Dataset content section start
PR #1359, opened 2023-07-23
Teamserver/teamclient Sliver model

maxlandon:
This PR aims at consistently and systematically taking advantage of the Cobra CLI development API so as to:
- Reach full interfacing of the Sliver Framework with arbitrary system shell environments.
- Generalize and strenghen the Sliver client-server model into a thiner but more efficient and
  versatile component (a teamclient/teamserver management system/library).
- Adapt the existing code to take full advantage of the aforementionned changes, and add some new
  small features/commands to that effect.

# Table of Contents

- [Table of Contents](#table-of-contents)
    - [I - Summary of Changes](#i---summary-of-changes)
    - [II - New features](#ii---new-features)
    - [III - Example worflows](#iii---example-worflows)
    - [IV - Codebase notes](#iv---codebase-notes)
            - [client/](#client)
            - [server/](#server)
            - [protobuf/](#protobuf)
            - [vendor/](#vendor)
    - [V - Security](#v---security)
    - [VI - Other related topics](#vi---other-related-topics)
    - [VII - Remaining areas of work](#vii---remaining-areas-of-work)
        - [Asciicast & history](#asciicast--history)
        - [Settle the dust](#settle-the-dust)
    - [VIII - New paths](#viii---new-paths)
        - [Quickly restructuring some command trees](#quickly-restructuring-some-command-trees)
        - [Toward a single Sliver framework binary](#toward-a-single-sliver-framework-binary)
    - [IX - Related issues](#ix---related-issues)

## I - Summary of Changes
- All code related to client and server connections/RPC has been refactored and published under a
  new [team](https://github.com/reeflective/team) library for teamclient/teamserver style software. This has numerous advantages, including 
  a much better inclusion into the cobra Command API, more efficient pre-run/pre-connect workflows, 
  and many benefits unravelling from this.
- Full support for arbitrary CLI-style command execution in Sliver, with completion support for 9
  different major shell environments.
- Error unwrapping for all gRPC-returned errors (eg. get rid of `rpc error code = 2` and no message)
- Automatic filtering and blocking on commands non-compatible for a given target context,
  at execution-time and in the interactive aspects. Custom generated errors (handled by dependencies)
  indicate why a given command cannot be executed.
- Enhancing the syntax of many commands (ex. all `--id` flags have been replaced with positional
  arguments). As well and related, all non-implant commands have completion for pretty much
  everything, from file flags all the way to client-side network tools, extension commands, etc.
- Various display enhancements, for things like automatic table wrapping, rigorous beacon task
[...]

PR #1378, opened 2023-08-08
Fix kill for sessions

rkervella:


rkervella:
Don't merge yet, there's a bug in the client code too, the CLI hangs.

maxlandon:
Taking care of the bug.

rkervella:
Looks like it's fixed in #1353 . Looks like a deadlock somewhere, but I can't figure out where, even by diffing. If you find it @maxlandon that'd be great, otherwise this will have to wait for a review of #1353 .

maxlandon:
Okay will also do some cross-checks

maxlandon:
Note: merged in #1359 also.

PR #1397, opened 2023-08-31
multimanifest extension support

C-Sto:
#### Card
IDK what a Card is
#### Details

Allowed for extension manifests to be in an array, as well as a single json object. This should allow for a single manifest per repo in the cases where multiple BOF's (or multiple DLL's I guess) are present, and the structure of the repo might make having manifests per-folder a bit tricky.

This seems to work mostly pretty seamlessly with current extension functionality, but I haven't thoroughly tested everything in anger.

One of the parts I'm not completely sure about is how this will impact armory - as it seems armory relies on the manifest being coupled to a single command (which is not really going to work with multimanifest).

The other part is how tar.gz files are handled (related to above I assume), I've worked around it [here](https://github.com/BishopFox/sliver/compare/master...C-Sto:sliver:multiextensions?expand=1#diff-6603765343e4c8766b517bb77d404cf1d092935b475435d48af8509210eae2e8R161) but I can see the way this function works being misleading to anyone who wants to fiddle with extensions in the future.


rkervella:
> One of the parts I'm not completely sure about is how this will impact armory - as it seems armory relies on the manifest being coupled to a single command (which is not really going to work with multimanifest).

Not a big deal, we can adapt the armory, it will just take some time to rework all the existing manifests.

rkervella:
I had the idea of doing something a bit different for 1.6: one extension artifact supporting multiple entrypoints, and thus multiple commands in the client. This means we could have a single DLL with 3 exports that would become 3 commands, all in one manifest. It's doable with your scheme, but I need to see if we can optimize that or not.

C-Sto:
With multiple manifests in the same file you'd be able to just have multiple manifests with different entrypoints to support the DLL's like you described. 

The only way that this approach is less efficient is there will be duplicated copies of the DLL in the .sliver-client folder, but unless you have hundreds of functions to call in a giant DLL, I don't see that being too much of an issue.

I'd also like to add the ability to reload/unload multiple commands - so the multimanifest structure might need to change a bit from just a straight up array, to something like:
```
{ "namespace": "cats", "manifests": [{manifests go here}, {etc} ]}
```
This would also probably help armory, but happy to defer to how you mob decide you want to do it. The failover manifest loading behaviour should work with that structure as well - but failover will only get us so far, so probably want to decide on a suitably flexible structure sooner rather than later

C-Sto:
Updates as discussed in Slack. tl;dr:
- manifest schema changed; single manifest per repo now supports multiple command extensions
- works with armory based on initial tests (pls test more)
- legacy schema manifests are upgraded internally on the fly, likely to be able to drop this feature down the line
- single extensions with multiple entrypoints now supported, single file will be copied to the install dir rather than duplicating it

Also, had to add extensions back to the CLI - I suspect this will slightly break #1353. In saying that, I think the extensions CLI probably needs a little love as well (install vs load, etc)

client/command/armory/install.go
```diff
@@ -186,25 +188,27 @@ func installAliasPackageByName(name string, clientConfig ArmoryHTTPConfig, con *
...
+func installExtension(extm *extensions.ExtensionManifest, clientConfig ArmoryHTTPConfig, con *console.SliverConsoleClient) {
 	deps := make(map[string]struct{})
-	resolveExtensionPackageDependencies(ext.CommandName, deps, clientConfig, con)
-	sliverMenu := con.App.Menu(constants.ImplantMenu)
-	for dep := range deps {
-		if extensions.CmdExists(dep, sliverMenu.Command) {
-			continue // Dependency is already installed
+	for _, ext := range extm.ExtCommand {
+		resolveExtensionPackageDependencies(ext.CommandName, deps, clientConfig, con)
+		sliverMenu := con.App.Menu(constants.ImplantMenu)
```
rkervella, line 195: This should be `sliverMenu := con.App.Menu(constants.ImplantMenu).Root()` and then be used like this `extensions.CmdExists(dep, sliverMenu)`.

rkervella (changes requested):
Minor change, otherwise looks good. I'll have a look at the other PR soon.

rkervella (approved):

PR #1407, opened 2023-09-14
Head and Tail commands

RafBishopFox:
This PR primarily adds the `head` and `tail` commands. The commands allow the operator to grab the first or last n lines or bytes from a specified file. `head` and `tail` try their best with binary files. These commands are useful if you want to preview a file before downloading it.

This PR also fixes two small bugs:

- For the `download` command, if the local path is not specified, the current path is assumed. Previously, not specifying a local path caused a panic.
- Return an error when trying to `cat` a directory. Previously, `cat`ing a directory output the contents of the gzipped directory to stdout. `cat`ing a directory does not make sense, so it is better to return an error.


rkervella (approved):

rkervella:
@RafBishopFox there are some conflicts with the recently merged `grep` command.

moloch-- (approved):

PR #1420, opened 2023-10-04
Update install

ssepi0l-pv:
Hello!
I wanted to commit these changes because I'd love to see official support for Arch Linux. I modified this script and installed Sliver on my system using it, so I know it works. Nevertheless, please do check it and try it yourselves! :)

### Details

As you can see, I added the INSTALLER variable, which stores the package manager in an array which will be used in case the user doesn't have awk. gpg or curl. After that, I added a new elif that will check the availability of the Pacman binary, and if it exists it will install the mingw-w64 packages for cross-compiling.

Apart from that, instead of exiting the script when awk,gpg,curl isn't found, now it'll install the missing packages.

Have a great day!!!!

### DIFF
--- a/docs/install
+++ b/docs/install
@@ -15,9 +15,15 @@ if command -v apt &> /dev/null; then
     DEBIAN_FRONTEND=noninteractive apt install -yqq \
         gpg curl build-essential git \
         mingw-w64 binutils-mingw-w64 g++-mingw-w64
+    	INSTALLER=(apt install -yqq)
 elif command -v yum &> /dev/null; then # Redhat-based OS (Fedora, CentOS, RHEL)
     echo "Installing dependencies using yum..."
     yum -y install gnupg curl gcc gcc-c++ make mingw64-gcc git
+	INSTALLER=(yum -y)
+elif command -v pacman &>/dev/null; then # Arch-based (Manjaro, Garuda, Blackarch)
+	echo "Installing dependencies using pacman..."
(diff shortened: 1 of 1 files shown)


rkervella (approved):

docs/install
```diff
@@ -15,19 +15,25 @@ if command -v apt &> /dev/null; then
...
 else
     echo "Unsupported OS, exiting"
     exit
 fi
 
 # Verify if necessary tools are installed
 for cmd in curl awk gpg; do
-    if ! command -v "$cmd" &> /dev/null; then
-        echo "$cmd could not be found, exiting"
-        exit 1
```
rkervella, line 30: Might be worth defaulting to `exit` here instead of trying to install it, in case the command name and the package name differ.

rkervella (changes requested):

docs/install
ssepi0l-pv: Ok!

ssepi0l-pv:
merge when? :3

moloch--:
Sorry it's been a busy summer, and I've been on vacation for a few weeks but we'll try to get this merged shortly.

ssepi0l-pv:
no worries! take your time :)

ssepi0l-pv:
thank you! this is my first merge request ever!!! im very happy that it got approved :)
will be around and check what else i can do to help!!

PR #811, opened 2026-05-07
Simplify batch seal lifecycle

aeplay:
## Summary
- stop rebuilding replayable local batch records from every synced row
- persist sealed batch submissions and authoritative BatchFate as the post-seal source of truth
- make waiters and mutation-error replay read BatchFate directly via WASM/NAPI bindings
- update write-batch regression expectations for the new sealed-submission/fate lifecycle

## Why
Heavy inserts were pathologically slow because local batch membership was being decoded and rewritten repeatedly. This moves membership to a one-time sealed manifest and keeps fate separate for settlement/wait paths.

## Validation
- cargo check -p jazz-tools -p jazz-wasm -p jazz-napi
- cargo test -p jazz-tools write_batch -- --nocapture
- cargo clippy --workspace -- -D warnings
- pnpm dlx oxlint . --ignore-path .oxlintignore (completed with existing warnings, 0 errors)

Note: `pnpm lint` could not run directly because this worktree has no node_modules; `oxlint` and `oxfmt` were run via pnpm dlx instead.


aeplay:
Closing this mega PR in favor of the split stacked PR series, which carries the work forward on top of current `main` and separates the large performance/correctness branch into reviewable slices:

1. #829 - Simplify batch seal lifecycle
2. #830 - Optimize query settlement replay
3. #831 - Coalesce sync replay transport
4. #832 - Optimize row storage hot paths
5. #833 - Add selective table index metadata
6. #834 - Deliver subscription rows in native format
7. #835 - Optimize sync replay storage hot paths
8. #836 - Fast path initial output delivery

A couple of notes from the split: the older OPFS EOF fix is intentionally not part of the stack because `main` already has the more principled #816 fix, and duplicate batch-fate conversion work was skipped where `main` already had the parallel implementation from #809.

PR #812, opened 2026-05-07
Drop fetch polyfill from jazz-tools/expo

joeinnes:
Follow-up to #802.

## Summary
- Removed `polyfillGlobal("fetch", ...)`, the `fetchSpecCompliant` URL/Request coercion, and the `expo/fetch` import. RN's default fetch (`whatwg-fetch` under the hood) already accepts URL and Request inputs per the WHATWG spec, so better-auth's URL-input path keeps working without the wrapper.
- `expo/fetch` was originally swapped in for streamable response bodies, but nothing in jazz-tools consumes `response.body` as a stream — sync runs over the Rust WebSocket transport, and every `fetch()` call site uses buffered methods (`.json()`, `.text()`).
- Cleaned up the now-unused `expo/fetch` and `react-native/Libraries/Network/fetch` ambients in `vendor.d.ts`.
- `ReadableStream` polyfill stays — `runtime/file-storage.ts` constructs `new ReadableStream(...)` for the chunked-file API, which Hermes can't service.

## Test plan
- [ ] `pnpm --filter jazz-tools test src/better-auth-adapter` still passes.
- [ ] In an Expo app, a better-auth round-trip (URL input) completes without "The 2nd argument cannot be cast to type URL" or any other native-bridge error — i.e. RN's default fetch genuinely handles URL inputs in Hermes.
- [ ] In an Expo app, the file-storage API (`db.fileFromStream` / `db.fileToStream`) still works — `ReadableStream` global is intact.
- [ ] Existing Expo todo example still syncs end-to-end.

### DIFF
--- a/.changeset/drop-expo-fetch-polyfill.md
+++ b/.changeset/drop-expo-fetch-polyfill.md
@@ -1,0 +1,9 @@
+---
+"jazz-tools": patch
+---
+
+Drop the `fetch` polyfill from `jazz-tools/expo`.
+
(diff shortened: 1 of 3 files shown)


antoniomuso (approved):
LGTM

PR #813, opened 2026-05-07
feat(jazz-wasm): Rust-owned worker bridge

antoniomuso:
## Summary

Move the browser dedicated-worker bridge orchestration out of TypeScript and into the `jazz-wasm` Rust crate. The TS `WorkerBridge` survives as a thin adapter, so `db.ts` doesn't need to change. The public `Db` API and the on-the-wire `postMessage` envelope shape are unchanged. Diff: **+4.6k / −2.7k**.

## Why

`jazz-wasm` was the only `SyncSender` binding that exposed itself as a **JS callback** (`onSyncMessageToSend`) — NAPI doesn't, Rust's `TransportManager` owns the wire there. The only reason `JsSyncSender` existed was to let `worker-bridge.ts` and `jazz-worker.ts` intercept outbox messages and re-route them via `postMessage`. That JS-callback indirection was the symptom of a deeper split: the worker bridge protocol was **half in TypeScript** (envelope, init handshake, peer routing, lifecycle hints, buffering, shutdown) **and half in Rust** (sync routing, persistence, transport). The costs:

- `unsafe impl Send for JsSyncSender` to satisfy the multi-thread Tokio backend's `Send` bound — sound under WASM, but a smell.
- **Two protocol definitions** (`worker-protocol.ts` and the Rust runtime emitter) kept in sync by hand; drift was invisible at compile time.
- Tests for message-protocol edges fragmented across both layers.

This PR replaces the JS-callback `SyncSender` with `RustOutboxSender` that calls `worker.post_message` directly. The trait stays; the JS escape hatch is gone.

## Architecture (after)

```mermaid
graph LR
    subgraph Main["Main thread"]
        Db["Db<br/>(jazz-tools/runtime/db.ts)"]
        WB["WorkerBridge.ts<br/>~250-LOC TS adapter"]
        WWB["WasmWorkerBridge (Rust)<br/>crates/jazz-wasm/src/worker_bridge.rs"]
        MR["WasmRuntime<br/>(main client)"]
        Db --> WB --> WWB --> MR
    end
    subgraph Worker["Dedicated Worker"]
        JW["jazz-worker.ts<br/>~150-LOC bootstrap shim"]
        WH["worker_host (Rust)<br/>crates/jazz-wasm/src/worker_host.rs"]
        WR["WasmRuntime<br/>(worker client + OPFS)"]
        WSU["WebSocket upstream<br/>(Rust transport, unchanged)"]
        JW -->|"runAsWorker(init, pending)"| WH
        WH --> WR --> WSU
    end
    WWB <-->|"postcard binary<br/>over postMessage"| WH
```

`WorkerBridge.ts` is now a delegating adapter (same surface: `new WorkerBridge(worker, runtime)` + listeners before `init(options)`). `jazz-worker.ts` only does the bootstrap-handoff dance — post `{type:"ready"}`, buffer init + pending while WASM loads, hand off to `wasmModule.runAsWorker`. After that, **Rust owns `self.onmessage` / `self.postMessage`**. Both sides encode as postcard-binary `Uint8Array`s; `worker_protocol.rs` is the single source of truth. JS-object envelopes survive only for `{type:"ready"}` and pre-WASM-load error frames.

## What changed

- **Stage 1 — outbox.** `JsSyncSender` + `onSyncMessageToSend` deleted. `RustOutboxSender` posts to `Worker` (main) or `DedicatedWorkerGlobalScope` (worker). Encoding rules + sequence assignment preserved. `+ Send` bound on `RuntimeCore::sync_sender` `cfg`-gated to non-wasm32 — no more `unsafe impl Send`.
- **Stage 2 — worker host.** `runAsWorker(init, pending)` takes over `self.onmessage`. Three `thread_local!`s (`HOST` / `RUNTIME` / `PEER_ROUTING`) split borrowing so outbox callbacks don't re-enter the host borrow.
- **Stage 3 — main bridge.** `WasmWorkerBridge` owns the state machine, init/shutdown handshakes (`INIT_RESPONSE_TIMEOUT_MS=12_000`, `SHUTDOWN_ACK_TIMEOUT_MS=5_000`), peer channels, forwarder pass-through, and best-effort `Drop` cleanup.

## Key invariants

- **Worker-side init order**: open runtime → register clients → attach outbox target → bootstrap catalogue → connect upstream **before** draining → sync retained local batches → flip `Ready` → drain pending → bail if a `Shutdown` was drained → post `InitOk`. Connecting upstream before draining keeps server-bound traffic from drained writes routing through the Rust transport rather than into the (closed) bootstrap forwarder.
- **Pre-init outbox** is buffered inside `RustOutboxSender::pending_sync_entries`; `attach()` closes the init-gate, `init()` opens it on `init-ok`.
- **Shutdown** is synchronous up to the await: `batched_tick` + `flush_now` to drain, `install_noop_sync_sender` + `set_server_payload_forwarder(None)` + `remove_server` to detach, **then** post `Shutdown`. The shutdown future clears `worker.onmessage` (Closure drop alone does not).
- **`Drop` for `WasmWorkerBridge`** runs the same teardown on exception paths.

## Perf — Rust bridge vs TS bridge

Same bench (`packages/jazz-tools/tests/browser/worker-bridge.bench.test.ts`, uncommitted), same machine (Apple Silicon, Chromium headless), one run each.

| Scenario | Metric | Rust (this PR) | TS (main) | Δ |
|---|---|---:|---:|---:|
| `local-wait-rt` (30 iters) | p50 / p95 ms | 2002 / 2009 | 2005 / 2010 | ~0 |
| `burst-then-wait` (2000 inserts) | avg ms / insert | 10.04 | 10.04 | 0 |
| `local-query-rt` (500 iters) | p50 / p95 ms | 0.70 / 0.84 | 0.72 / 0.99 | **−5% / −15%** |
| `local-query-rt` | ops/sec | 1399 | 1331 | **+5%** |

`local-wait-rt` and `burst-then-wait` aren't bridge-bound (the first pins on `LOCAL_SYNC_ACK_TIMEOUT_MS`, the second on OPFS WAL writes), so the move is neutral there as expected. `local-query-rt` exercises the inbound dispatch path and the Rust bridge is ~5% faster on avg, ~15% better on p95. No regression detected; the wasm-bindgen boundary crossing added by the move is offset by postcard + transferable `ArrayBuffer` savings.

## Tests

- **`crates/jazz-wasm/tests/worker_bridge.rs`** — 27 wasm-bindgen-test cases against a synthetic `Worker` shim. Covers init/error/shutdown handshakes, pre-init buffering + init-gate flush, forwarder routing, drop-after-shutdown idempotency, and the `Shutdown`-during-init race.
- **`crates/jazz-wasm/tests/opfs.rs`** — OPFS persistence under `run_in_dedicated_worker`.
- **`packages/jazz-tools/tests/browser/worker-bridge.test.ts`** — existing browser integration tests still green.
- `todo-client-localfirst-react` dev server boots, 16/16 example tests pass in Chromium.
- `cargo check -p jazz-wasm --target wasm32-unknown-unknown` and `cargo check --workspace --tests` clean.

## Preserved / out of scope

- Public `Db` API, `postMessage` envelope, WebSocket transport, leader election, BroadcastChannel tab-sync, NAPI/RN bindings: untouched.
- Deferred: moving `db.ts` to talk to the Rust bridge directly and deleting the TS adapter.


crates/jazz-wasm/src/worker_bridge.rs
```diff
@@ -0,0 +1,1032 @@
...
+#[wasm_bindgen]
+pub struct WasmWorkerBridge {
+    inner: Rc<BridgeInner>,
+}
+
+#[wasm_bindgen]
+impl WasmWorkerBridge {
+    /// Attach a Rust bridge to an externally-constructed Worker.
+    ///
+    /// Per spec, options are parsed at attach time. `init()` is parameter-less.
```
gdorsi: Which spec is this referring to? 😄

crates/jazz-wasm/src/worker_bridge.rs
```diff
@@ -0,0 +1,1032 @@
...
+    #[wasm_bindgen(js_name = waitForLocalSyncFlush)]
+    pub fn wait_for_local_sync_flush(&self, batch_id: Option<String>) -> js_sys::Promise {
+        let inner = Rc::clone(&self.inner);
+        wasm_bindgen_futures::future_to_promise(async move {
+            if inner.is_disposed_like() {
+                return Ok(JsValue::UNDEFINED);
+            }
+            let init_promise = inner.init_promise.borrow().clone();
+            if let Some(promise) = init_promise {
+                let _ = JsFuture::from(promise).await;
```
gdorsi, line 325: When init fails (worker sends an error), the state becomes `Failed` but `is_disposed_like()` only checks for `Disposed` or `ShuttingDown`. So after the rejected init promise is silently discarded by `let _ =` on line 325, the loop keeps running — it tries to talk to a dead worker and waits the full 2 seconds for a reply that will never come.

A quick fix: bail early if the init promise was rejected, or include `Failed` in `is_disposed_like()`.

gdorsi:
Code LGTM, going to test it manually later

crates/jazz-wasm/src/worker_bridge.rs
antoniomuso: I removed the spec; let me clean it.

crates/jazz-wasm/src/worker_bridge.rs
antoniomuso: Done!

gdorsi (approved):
Dataset content section end
=== To do ===
Could you set down, exactly as written, the lines above between the one holding "- [client/](#client)" and the one holding "- All code related", inclusive, and nothing more?

=== Task answer ===
            - [client/](#client)
            - [server/](#server)
            - [protobuf/](#protobuf)
            - [vendor/](#vendor)
    - [V - Security](#v---security)
    - [VI - Other related topics](#vi---other-related-topics)
    - [VII - Remaining areas of work](#vii---remaining-areas-of-work)
        - [Asciicast & history](#asciicast--history)
        - [Settle the dust](#settle-the-dust)
    - [VIII - New paths](#viii---new-paths)
        - [Quickly restructuring some command trees](#quickly-restructuring-some-command-trees)
        - [Toward a single Sliver framework binary](#toward-a-single-sliver-framework-binary)
    - [IX - Related issues](#ix---related-issues)

## I - Summary of Changes
- All code related to client and server connections/RPC has been refactored and published under a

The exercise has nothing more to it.